Im letzten Vortrag sprach Nikolaus Urbanek (Wien, mdw) über die Cerha-Rezeption in seinem Vortrag mit dem Titel: »Von den Darmstädter Ferienkursen zu den Wiener Festwochen und den Salzburger Festspielen«. Er stellte eingangs fest, dass es auffallend ist, wie wenig sich musikwissenschaftliche Publikationen mit diesem wichtigen Vertreter der österreichischen Nachkriegsmoderne befasst haben. Gleichzeitig habe der Komponist durch seine Mitwirkung bei Gestaltung von Programmheften einen immensen Einfluss auf die Rezeption seiner Musik ausgeübt. Nikolaus Urbanek zeigte beispielhaft mehrere Rezensionen des wichtigen Kulturjournalisten Karlheinz Roschitz (Kronen Zeitung), die sich bis zum Wortlaut an Cerhas eigenen Einführungstexten orientieren.

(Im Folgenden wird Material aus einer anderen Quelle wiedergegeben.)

Issue #529, opened 2023-10-02
Runner cannot update rubygems


luke-hill:
### Ensure the following before filing this issue

- [X] I verified it reproduces with the latest version with `- uses: ruby/setup-ruby@v1` (see [Versioning policy](https://github.com/ruby/setup-ruby/blob/master/README.md#versioning))

- [X] I tried to reproduce the issue locally by following the workflow steps (including all commands done by `ruby/setup-ruby`, except for `Downloading Ruby` & `Extracting Ruby`),
and it did not reproduce locally (if it does reproduce locally, it's not a ruby/setup-ruby issue)

### Are you running on a GitHub-hosted runner or a self-hosted runner?

GitHub-hosted runner

### Link to the failed workflow job (must be a public workflow job, so the necessary information is available)

https://github.com/cucumber/cucumber-ruby-core/actions/runs/6383187734/job/17323334688?pr=265

PR code quicklink: https://github.com/cucumber/cucumber-ruby-core/pull/265/files

### Any other notes?

Possibly related to previous issue I raised #518 - The fix I was told was to update rubygems. I now get an error when I try update on ruby 2.5

```
ERROR:  Error installing rubygems-update:
  	There are no versions of rubygems-update (= 3.4.20) compatible with your Ruby & RubyGems
  	rubygems-update requires Ruby version >= 2.6.0. The current ruby version is 2.5.0.
  ERROR:  While executing gem ... (NoMethodError)
      undefined method `version' for nil:NilClass
```

eregon:
That's clearly a bug of RubyGems or that old Ruby 2.5.
Probably `gem update --system` doesn't work on Ruby 2.5, did you try that locally?
You can probably workaround by manually passing the last RubyGems version which supports Ruby 2.5.
See https://github.com/ruby/setup-ruby/issues/441

In general I would recommend to avoid updating rubygems or bundler and just use the defaults.

luke-hill:
Hi @eregon this contradicts the advice of @MSP-Greg who I believe is also responsible here

eregon:
Report this to rubygems or bundler then, we are not responsible for those bugs here.
If you want to make a PR to select a better rubygems version for old Rubies like suggested in https://github.com/ruby/setup-ruby/issues/441#issuecomment-1374923260, you are welcome to do so.

eregon:
Also yes, please check locally, I'm pretty sure you'll see the same problem.

eregon:
[...]

PR #551, opened 2023-12-24
Fixup 'rubygems: latest'

MSP-Greg:
Fixes using 'rubygems; latest' for MRI Ruby 2.3 and later.  I tried updating Ruby 2.2 and got errors for two different versions.

`gem update --system` will not allow a bounded version, only an exact version.  So, code is somewhat brittle if new patch releases are done for older RubyGems versions.

Code works same as existing for non MRI Rubies.

One thing I wasn't sure about is whether Ruby master/head builds should not have anything done for 'rubygems; latest'.  Sometime this year I think the RubyGems version was a pre-release, so latest would install an earlier version?  Not.Sure.

Happy Holidays...

### DIFF
--- a/.github/workflows/test.yml
+++ b/.github/workflows/test.yml
@@ -169,15 +169,25 @@ jobs:
       - run: ruby -v
 
   testLatestRubygemsVersion:
-    name: "Test rubygems: latest upgrades the default RubyGems version"
+    name: "Ruby ${{ matrix.ruby }}: latest upgrades RubyGems"
     runs-on: ubuntu-latest
+    strategy:
+      fail-fast: false
+      matrix:
+        include:
+        - { ruby: '3.2', expected_rubygems_version: '3.5.3'  }
+        - { ruby: '3.0', expected_rubygems_version: '3.5.3'  }
+        - { ruby: '2.7', expected_rubygems_version: '3.4.22' }
+        - { ruby: '2.6', expected_rubygems_version: '3.4.22' }
+        - { ruby: '2.5', expected_rubygems_version: '3.3.27' }
+        - { ruby: '2.3', expected_rubygems_version: '3.3.27' }
     steps:
     - uses: actions/checkout@v4
     - uses: ./
       with:
-        ruby-version: '2.6'
+        ruby-version: ${{ matrix.ruby }}
         rubygems: latest
-    - run: ruby -e "exit(Gem.rubygems_version > Gem::Version.new('3.0.3'))"
+    - run: ruby -e 'puts Gem::VERSION; exit(Gem.rubygems_version >= Gem::Version.new("${{ matrix.expected_rubygems_version }}"))'
 
   testFixedRubygemsVersionUpgrades:
     name: "Test rubygems: version upgrades RubyGems to that version if the default is older"
--- a/action.yml
+++ b/action.yml
@@ -12,7 +12,8 @@ inputs:
     description: |
       The version of RubyGems to use. Either 'default' (the default), 'latest', or a version number (e.g., 3.3.5).
       For 'default', no action is taken and the version of RubyGems that comes with Ruby by default is used.
-      For 'latest', `gem update --system` is run to update to the latest RubyGems version.
+      For 'latest', `gem update --system` is run to update to the latest compatible RubyGems version.
+      Ruby head/master builds and Ruby 2.2 and earlier will not be updated.
       Similarly, if a version number is given, `gem update --system <version>` is run to update to that version of RubyGems, as long as that version is newer than the one provided by default.
   bundler:
     description: |
--- a/rubygems.js
+++ b/rubygems.js
@@ -1,8 +1,9 @@
+const common = require('./common')
 const path = require('path')
 const exec = require('@actions/exec')
 const semver = require('semver')
 
-export async function rubygemsUpdate(rubygemsVersionInput, rubyPrefix) {
+export async function rubygemsUpdate(rubygemsVersionInput, rubyPrefix, platform, engine, version) {
   const gem = path.join(rubyPrefix, 'bin', 'gem')
 
   let gemVersion = ''
@@ -18,7 +19,7 @@ export async function rubygemsUpdate(rubygemsVersionInput, rubyPrefix) {
 
   if (rubygemsVersionInput === 'latest') {
     console.log('Updating RubyGems to latest version')
-    await exec.exec(gem, ['update', '--system'])
+    await rubygemsLatest(gem, platform, engine, version)
   } else if (semver.gt(rubygemsVersionInput, gemVersion)) {
     console.log(`Updating RubyGems to ${rubygemsVersionInput}`)
     await exec.exec(gem, ['update', '--system', rubygemsVersionInput])
@@ -27,4 +28,28 @@ export async function rubygemsUpdate(rubygemsVersionInput, rubyPrefix) {
   }
 
   return true
+}
+
+// Older RubyGems versions do not account for 'required_ruby_version' when
+// running 'gem update --system', so we have to force a compatible version of
+// rubygems-update.  See https://github.com/ruby/setup-ruby/pull/551 and
+// https://github.com/rubygems/rubygems/issues/7329
+async function rubygemsLatest(gem, platform, engine, version) {
+  if (engine === 'ruby') {
+    const rubyFloatVersion = common.floatVersion(version)
+    if (common.isHeadVersion(version)) {
+      console.log('Ruby master builds use included RubyGems')
+    } else if (rubyFloatVersion >= 3.0) {
+      await exec.exec(gem, ['update', '--system'])
+    } else if (rubyFloatVersion >= 2.6) {
+      await exec.exec(gem, ['update', '--system', '3.4.22'])
+    } else if (rubyFloatVersion >= 2.3) {
+      await exec.exec(gem, ['update', '--system', '3.3.27'])
+    } else {
+      console.log(`Cannot update RubyGems for Ruby version ${version}`)
+    }
+  } else {
+    // non MRI Rubies (TruffleRuby and JRuby)
+    await exec.exec(gem, ['update', '--system'])
+  }
 }
--- a/dist/index.js
+++ b/dist/index.js
@@ -65086,11 +65086,12 @@ __nccwpck_require__.r(__webpack_exports__);
 /* harmony export */ __nccwpck_require__.d(__webpack_exports__, {
 /* harmony export */   "rubygemsUpdate": () => (/* binding */ rubygemsUpdate)
 /* harmony export */ });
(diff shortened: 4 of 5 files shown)


MSP-Greg:
Added a second commit which skips `gem update --system` for Ruby master/head builds.  Added a note to `action.yml`.

MSP-Greg:
JFYI...

Puma separates MRI & non MRI CI.

In MRI CI, we didn't use the rubygems input, as it really didn't work.  We added a step to fix RubyGems/Bundler in older Rubies.  Note that Puma CI tests Bundler functionality, as it's used when restarting/reloading Puma.

I used this PR in Puma CI, and it works as expected.  I removed the additional step needed for older Rubies.

Head builds are left alone, and Rubies are upgraded with the proper version of RubyGems.  We test Ruby 2.4 and later on all platforms.

Happy Holidays, Greg

MSP-Greg:
Note that with the release of RubyGems 3.5.x (restricted to Ruby 3.x), all Ruby versions 2.x fail when the rubygems input is set to latest.

See https://github.com/MSP-Greg/setup-ruby/actions/runs/7330308381

MSP-Greg:
@eregon

Any thoughts on TruffleRuby and maybe JRuby?  Handle like Ruby head builds?

rubygems.js
```diff
@@ -28,3 +28,19 @@ export async function rubygemsUpdate(rubygemsVersionInput, rubyPrefix) {
 
   return true
 }
+
+async function rubygemsLatest(gem, platform, engine, version) {
```
eregon, line 33: Could you add a link here to https://github.com/rubygems/rubygems/issues/7329 or another appropriate issue explaining why we need to workaround this bug in RubyGems?

yarn.lock
```diff
@@ -42,11 +42,12 @@
     minimatch "^3.0.4"
 
 "@actions/http-client@^2.0.1", "@actions/http-client@^2.1.1":
-  version "2.1.1"
-  resolved "https://registry.yarnpkg.com/@actions/http-client/-/http-client-2.1.1.tgz#a8e97699c315bed0ecaeaaeb640948470d4586a0"
-  integrity sha512-qhrkRMB40bbbLo7gF+0vu+X+UawOvQQqNAA/5Unx774RS8poaOhThDOG6BGmxvAnxhQnDp2BG/ZUm65xZILTpw==
+  version "2.2.0"
```
eregon, line 45: Could you undo all changes in yarn.lock?
They can cause failures, etc and updating usually makes it worse more than it helps from past experience.
In any case updating it should be done in its own commit/PR so easy to revert if any issue.

eregon:
> Any thoughts on TruffleRuby and maybe JRuby? Handle like Ruby head builds?

TruffleRuby ignores `gem update --system` currently so nothing special to do there.
For JRuby I don't know, but simpler is better.

rubygems.js
```diff
@@ -28,3 +28,19 @@ export async function rubygemsUpdate(rubygemsVersionInput, rubyPrefix) {
...
+  if (engine === 'ruby') {
+    if (version >= '3.0') {
```
eregon: Comparing versions as strings feels brittle, could you use common.floatVersion() instead?

rubygems.js
```diff
@@ -28,3 +28,19 @@ export async function rubygemsUpdate(rubygemsVersionInput, rubyPrefix) {
...
+      await exec.exec(gem, ['update', '--system'])
+    } else if (version >= '2.6') {
+      await exec.exec(gem, ['update', '--system', '3.4.22'])
+    } else if (version >= '2.3') {
+      await exec.exec(gem, ['update', '--system', '3.3.27'])
+    } else {
+      console.log(`Cannot update RubyGems for Ruby version ${version}`)
+    }
+  } else {
+    exec.exec(gem, ['update', '--system'])
```
eregon, line 47: Missing `await`

.github/workflows/test.yml
```diff
@@ -169,15 +169,25 @@ jobs:
...
 
   testLatestRubygemsVersion:
-    name: "Test rubygems: latest upgrades the default RubyGems version"
+    name: "Ruby ${{ matrix.ruby }}: latest upgrades RubyGems"
     runs-on: ubuntu-latest
+    strategy:
+      fail-fast: false
+      matrix:
+        include:
+        - { ruby: '3.2', rg_vers: '3.5.3'  }
```
eregon, line 178: rg_vers -> rubygems_version/expected_version/expected_rubygems_version (abbreviations are an overhead on readability if not super well known ones)

.github/workflows/test.yml
```diff
@@ -169,15 +169,25 @@ jobs:
...
+        - { ruby: '2.3', rg_vers: '3.3.27' }
     steps:
     - uses: actions/checkout@v4
     - uses: ./
       with:
-        ruby-version: '2.6'
+        ruby-version: ${{ matrix.ruby }}
         rubygems: latest
-    - run: ruby -e "exit(Gem.rubygems_version > Gem::Version.new('3.0.3'))"
+    - run: ruby -e "puts Gem::VERSION; exit(Gem.rubygems_version >= Gem::Version.new('${{ matrix.rg_vers }}'))"
```
eregon, line 190: Could you swap single and double quotes? It's safer to use single quotes outside for Ruby code (was already an issue before but since you're touching this line let's do it)

action.yml
```diff
@@ -12,7 +12,7 @@ inputs:
     description: |
       The version of RubyGems to use. Either 'default' (the default), 'latest', or a version number (e.g., 3.3.5).
       For 'default', no action is taken and the version of RubyGems that comes with Ruby by default is used.
-      For 'latest', `gem update --system` is run to update to the latest RubyGems version.
+      For 'latest', `gem update --system` is run to update to the proper latest RubyGems version.  Ruby head/master builds and Ruby 2.2 and earlier will not be updated.
```
eregon, line 15: Keep a sentence per line

eregon, line 15: `proper latest RubyGems` -> `latest compatible RubyGems`

eregon:
@MSP-Greg I'm curious, why do you update RubyGems in Puma's CI?
I don't recall any reason to update RubyGems in CI at the moment.

eregon (changes requested):
Looks great but needs some polishing (see comments)

rubygems.js
MSP-Greg: As mentioned, this has always been an issue, but since it's only tested here on Ruby 2.6, it failed because of the recently changed minimum Ruby version in RubyGems.

RubyGems 3.4 supported Ruby 2.6 and later, RubyGems 3.5 supports Ruby 3.0 and later.

yarn.lock
MSP-Greg: I'll split the yarn.lock changes.

rubygems.js
MSP-Greg: Expecting a `x.10` version?  Regardless, I'll update.

rubygems.js
MSP-Greg: Sorry, that line is only for non MRI Ruby.  Given our/my lack of knowledge of JRuby, remove it and log a message that RubyGems is not updated on non MRI platforms?

Nevermind, I'll fix it as you've listed above.  So, same behavior as current with non MRI.

MSP-Greg:
> I'm curious, why do you update RubyGems in Puma's CI?

Honestly, I can't recall. I wrote the code and included a note with `required_ruby_version`.  Older RubyGems/Bundler were very quirky with that, especially when one throws in cross-platform and pre-compiled gems being available.

> but needs some polishing

Not a good phrase to use.  Conversely, I guess I shouldn't write code when I'm also doing 'pre Christmas Eve dinner prep'...

This issue has come up in the past, a few issues related.  In one [message](https://github.com/ruby/setup-ruby/issues/529#issuecomment-1744868928) you said:

> I can't care less about Ruby 2.5 and old RubyGems bugs, that's the problem of anyone still using Ruby 2.5.

I've advocated using newer Ruby versions, and also using head builds in CI, but I also understand testing against older versions.

As you've stated, this is fixing 'old RubyGems bugs'.  I believe current RubyGems/Bundler has fixed all the bugs (thanks to some hard work by very few people).

Although this code may need the RubyGems versions updated from time to time (so it's a burden here), this fix will benefit others that maybe aren't as familiar with all the issues involved with older RubyGems, cross-platform CI and scripting, etc, etc.  For others, it may cleanup there Action workflow scripts...

MSP-Greg:
@eregon I think I fixed/updated all items.

eregon (approved):
Thank you!

eregon:
> Honestly, I can't recall. I wrote the code and included a note with `required_ruby_version`. Older RubyGems/Bundler were very quirky with that, especially when one throws in cross-platform and pre-compiled gems being available.

No worries.

> > but needs some polishing
> 
> Not a good phrase to use. Conversely, I guess I shouldn't write code when I'm also doing 'pre Christmas Eve dinner prep'...

What's wrong with it? I didn't mean anything bad. Is "needs some cleanup" better?
I just meant review should be addressed before merging, because it's not just trivial/stylistic things (which could be cleaned up separately later easily).
But it's fairly obvious so maybe I shouldn't have said anything.

> This issue has come up in the past, a few issues related. In one [message](https://github.com/ruby/setup-ruby/issues/529#issuecomment-1744868928) you said:
> 
> > I can't care less about Ruby 2.5 and old RubyGems bugs, that's the problem of anyone still using Ruby 2.5.

Yeah in general I'm unhappy to have to workaround RubyGems/Bundler bugs, specifically I want to ensure such bugs are properly known upstream and fixed there, but I understand in cases such as this one (where we cannot fix RubyGems shipped with some old Ruby) it's warranted.
I'm still unsure whether updating RubyGems is ever necessary/a good idea or it brings more problems than it helps (that's my current impression based on a few cases of people trying to use it and asking help). But regardless of that I don't want to reopen that debate here and it does seem some people use it.
I appreciate your PR to fix this.

> I've advocated using newer Ruby versions, and also using head builds in CI, but I also understand testing against older versions.

The fact this action supports Ruby 1.9 means we try to support as much as possible, but still stay reasonable and e.g. not accumulate many fixes for old Rubies (e.g. if it doesn't compile anymore, we don't try to patch that Ruby, it's just not available).
IMO if there is something in the ecosystem breaking for ancient Rubies it's a good push to stop supporting that Ruby in gems (BTW I wouldn't consider 2.7 ancient yet).

dentarg:
> I'm curious, why do you update RubyGems in Puma's CI?
> I don't recall any reason to update RubyGems in CI at the moment.

Here's an example from Sinatra CI, on Ruby 3.0 we use `latest` RubyGems version: https://github.com/sinatra/sinatra/blob/5d844eecdc349d32c5c7de72fe68b5ebaafdbee5/.github/workflows/test.yml#L63-L70 due to https://github.com/rubygems/rubygems/pull/6490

In einem letzten Schritt stellte Nikolaus Urbanek noch mögliche unterbelichtete Perspektiven auf Friedrich Cerhas Werk heraus: Die Beschäftigung damit sei — wie seine Ausführungen davor gezeigt hatten — noch zu nah an dessen Eigendarstellung und müsse auch von kulturwissenschaftlichen, philologischen und ästhetisch-analytischen Gesichtspunkten aus erfolgen. Meiner Meinung nach war dieser Kongress ein guter Ausgangspunkt, um diesem wichtigen Vertreter der österreichischen Nachkriegsmoderne den gebührenden Platz zuzuweisen und die von Nikolaus Urbanek angestoßenen Fragestellungen zu erörtern. Der Autor freut sich darauf, den noch im kommenden Herbst erscheinenden Band der Buchreihe Musik-Konzepte über Friedrich Cerha zu lesen, in dem eine Auswahl der Vorträge in Aufsatzform erhältlich sein wird.


Zum Autor

CARL TERTIO DRUML ist Komponist, Musiktheoretiker und Philosoph. Er ist derzeit als Doktorand am SDP (Structured Doctoral Programme) »Performing Matters: Manifold Temporalities« der Universität für Musik und darstellende Kunst Wien (mdw) angestellt. Seine akademische Laufbahn begann er am Amsterdam University College (AUC) mit einem interdisziplinären Bachelorstudium in Psychologie, Philosophie und Volkswirtschaft (2011–2014) sowie am Konservatorium von Amsterdam (2012–2015). Anschließend absolvierte er einen Master in Philosophie an der Universität von Amsterdam (UvA, 2014/15). Nach seiner Rückkehr nach Wien absolvierte er das Masterstudium Theater-, Film-, und Medienwissenschaft an der Universität Wien (2016–2020), sowie die Magisterstudien Musiktheorie (2016–2023) und Medienkomposition und angewandte Musik (2016-25) an der mdw. Seine Forschungsschwerpunkte sind Operntheorie, Neue Musik, Temporalität in der Musik sowie Orchestration. Als Komponist wurden seine Werke unter anderem von Ensemble Modern, dem Symphonieorchester Vorarlberg und dem Quartetto Prometeo aufgeführt. Als Sänger wirkt er mit im Extrachor an der Wiener Staatsoper.